:: Extracted information ::
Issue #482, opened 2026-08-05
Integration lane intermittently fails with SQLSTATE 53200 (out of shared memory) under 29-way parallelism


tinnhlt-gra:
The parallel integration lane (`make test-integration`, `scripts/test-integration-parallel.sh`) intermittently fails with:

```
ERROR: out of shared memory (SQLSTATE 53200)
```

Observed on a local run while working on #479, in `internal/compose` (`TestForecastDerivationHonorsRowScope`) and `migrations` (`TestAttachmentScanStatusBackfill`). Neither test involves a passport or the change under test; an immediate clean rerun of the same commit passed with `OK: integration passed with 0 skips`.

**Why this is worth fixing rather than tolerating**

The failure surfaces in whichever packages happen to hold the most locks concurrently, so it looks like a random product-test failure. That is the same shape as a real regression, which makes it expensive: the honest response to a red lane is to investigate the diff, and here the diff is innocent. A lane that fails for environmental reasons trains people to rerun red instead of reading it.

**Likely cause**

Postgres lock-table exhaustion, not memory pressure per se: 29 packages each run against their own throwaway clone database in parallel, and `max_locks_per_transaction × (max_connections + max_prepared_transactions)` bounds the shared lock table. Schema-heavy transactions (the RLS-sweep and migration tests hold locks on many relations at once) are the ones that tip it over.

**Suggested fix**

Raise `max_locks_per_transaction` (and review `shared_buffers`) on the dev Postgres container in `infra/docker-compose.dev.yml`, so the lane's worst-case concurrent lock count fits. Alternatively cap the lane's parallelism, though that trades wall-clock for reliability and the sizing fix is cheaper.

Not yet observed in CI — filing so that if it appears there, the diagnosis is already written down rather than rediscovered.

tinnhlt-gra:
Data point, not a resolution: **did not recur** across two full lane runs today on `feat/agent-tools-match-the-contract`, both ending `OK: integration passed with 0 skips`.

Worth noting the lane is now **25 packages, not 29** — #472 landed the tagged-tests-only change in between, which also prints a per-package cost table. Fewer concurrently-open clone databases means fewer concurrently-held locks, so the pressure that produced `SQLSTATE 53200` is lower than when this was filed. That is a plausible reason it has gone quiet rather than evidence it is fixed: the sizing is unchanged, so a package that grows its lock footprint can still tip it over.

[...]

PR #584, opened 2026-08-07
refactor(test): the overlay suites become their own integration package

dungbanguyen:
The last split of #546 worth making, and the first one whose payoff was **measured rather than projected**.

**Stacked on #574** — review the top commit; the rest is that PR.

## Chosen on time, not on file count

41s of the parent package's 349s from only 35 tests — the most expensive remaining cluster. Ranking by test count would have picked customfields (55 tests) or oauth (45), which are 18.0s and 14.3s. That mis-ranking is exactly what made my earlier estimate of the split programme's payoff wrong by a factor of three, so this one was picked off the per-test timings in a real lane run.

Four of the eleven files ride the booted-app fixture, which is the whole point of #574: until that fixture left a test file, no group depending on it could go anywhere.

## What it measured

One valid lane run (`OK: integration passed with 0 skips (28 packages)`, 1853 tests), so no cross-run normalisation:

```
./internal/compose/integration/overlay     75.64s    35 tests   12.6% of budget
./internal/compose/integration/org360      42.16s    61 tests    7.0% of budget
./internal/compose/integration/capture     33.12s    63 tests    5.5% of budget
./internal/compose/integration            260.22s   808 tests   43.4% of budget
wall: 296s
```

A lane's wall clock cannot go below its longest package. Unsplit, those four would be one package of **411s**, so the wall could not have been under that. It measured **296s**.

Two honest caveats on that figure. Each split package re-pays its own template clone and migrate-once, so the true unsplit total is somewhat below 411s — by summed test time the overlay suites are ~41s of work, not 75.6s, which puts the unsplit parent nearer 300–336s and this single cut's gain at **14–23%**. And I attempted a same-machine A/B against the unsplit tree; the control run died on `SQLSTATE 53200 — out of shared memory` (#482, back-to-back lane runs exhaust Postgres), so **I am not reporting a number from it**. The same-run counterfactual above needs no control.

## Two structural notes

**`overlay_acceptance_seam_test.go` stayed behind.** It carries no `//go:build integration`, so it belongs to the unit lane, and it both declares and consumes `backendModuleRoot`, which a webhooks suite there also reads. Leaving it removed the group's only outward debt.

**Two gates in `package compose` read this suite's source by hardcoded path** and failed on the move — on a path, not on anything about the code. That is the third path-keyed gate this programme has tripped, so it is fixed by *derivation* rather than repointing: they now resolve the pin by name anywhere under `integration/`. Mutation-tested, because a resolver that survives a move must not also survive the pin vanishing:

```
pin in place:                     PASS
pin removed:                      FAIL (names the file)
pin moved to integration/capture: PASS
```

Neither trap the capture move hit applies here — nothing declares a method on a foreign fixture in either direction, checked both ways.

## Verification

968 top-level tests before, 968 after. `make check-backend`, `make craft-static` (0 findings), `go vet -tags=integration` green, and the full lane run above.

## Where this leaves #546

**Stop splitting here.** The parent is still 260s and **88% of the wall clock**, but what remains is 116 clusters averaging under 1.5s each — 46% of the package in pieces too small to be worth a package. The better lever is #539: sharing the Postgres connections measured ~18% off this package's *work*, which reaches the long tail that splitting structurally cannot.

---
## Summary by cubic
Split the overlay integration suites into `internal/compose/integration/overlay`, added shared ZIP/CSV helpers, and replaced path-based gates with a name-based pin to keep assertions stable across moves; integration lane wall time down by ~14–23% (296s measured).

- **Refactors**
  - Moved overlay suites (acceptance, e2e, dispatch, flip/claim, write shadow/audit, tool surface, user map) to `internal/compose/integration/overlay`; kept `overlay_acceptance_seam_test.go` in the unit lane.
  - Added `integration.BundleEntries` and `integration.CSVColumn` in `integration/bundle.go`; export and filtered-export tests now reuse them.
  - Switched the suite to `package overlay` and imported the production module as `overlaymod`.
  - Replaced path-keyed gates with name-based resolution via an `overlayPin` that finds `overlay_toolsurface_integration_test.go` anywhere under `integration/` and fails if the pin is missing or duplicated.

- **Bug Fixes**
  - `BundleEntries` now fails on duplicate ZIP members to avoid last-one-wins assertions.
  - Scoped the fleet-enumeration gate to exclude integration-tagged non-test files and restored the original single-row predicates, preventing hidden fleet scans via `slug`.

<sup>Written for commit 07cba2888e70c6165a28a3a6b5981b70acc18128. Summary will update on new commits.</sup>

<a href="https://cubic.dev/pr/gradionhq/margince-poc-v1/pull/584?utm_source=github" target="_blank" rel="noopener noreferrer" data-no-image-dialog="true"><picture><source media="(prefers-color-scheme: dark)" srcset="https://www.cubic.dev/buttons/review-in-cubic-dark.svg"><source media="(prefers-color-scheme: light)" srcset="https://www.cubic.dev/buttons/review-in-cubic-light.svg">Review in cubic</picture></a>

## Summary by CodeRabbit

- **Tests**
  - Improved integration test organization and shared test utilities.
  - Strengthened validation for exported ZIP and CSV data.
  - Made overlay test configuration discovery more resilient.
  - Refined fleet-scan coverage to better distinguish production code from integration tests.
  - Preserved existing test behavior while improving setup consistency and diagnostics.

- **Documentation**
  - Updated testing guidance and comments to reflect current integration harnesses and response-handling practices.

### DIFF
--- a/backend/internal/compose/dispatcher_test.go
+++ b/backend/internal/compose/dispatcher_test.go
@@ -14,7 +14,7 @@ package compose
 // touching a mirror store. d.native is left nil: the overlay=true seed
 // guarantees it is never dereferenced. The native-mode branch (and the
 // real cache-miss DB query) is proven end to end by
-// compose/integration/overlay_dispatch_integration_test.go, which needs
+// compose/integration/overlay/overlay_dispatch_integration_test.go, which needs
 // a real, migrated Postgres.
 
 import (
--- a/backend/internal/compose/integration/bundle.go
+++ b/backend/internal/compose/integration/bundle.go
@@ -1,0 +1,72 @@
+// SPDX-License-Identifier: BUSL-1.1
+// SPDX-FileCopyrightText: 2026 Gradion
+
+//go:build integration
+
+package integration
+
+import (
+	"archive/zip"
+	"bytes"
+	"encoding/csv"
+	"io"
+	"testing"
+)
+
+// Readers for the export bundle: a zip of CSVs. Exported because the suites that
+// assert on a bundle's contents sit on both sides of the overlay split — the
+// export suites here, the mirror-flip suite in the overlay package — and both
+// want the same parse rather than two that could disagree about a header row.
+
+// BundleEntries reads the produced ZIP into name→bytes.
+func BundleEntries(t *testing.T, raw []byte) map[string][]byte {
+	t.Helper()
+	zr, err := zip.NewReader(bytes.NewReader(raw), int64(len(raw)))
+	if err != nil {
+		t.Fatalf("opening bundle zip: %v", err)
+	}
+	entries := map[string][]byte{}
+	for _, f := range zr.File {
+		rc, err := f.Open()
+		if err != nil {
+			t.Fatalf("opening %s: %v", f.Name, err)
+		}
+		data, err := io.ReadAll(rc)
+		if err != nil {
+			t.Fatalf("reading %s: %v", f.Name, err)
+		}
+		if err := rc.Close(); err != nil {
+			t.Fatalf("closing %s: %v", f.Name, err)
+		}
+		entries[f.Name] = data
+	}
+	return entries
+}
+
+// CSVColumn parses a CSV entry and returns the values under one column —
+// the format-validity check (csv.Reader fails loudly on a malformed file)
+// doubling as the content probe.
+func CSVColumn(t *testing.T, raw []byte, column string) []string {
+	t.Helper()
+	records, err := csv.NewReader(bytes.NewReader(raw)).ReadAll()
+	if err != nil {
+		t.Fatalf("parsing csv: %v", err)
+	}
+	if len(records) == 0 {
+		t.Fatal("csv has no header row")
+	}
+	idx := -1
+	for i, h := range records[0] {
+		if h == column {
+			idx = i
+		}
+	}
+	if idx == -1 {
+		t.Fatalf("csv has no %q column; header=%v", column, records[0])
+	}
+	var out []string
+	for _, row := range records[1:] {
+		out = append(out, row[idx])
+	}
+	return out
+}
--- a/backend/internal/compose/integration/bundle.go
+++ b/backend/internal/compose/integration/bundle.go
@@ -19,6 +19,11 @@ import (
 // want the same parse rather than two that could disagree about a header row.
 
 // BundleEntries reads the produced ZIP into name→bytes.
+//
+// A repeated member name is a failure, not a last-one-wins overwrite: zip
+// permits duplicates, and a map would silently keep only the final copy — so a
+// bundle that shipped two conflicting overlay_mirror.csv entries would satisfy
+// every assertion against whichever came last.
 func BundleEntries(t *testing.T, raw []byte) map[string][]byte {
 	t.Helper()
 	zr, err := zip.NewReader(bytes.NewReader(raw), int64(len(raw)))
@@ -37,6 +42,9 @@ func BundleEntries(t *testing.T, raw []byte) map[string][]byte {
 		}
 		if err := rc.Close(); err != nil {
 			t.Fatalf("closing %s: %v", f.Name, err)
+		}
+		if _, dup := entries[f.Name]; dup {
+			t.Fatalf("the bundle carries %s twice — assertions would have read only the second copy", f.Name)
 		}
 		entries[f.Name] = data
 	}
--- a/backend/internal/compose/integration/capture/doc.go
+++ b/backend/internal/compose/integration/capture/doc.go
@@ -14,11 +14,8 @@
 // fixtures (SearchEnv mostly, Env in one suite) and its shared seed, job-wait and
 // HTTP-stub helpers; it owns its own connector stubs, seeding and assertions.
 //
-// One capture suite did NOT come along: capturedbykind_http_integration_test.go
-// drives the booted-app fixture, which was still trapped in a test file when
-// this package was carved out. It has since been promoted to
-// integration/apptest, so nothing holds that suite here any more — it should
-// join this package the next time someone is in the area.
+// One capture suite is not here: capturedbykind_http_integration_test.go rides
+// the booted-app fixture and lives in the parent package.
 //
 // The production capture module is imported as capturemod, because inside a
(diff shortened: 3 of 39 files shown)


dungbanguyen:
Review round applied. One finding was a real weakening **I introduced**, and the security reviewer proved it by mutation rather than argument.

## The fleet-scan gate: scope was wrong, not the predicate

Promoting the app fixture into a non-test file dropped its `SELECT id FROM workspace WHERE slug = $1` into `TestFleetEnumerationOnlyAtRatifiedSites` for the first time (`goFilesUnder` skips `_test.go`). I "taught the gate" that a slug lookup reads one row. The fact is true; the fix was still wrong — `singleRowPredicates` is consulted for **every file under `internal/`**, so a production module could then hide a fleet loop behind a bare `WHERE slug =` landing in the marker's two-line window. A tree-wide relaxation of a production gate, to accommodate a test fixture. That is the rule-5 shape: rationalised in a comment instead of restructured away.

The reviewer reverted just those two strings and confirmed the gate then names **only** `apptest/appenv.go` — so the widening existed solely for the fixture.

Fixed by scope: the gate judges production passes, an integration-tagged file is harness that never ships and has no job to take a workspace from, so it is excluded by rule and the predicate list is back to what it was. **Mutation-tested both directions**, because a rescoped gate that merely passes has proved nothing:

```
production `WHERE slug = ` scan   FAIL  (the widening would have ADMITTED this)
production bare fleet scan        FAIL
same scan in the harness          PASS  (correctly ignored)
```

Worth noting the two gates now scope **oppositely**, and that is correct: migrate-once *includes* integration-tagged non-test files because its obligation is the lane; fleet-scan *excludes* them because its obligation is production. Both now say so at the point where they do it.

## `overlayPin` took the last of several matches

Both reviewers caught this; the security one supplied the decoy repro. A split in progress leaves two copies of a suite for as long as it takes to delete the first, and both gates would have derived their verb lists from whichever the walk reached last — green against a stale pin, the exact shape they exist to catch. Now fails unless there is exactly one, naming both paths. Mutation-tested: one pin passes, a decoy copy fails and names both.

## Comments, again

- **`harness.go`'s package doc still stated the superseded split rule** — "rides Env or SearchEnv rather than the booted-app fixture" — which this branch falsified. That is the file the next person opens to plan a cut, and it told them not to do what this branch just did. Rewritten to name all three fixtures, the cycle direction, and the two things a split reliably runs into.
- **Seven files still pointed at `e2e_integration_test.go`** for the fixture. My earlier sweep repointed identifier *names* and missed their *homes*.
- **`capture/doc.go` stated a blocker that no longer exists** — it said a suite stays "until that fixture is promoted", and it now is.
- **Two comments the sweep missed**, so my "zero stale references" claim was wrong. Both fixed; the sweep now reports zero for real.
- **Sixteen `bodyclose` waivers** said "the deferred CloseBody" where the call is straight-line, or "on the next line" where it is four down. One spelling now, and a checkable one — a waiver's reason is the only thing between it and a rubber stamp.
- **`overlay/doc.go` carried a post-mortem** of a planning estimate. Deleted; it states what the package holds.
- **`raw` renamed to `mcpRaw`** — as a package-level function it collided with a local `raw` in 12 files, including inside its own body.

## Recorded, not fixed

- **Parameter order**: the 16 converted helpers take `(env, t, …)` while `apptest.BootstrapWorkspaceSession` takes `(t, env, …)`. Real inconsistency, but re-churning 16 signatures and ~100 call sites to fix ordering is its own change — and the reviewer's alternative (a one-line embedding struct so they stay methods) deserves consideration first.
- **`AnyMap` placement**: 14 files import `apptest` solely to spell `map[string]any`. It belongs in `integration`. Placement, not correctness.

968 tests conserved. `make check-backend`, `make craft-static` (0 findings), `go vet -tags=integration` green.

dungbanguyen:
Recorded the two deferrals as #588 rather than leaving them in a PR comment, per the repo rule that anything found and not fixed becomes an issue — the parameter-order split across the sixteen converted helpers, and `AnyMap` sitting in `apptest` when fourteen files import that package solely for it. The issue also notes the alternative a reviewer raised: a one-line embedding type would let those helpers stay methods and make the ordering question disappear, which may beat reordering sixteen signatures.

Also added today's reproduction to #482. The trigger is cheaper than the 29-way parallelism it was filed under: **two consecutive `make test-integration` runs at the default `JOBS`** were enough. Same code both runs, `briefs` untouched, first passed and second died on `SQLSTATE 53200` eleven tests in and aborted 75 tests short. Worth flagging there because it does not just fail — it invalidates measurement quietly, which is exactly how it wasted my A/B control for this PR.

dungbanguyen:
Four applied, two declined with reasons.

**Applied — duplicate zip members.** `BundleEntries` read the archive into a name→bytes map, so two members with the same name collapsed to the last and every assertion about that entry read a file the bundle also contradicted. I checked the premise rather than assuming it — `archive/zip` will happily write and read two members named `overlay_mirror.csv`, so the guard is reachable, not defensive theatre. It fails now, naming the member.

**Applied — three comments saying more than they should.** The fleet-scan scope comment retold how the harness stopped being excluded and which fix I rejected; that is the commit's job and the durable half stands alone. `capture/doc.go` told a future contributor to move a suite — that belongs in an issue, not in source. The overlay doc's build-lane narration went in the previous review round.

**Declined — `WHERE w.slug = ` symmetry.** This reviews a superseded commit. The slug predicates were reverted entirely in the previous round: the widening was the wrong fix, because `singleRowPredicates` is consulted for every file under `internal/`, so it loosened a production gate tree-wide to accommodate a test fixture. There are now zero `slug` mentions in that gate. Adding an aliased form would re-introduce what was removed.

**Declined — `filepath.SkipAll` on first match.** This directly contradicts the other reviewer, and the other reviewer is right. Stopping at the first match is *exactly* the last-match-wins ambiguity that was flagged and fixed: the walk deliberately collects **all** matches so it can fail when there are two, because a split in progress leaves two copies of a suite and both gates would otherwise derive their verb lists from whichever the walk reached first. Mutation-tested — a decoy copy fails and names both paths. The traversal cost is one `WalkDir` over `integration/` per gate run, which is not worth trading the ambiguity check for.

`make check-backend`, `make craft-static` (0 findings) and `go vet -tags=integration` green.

:: Task prompt ::
Gather up, from the records above, each line where the word "intermittently" appears.

:: Solution to this task ::
Integration lane intermittently fails with SQLSTATE 53200 (out of shared memory) under 29-way parallelism
The parallel integration lane (`make test-integration`, `scripts/test-integration-parallel.sh`) intermittently fails with:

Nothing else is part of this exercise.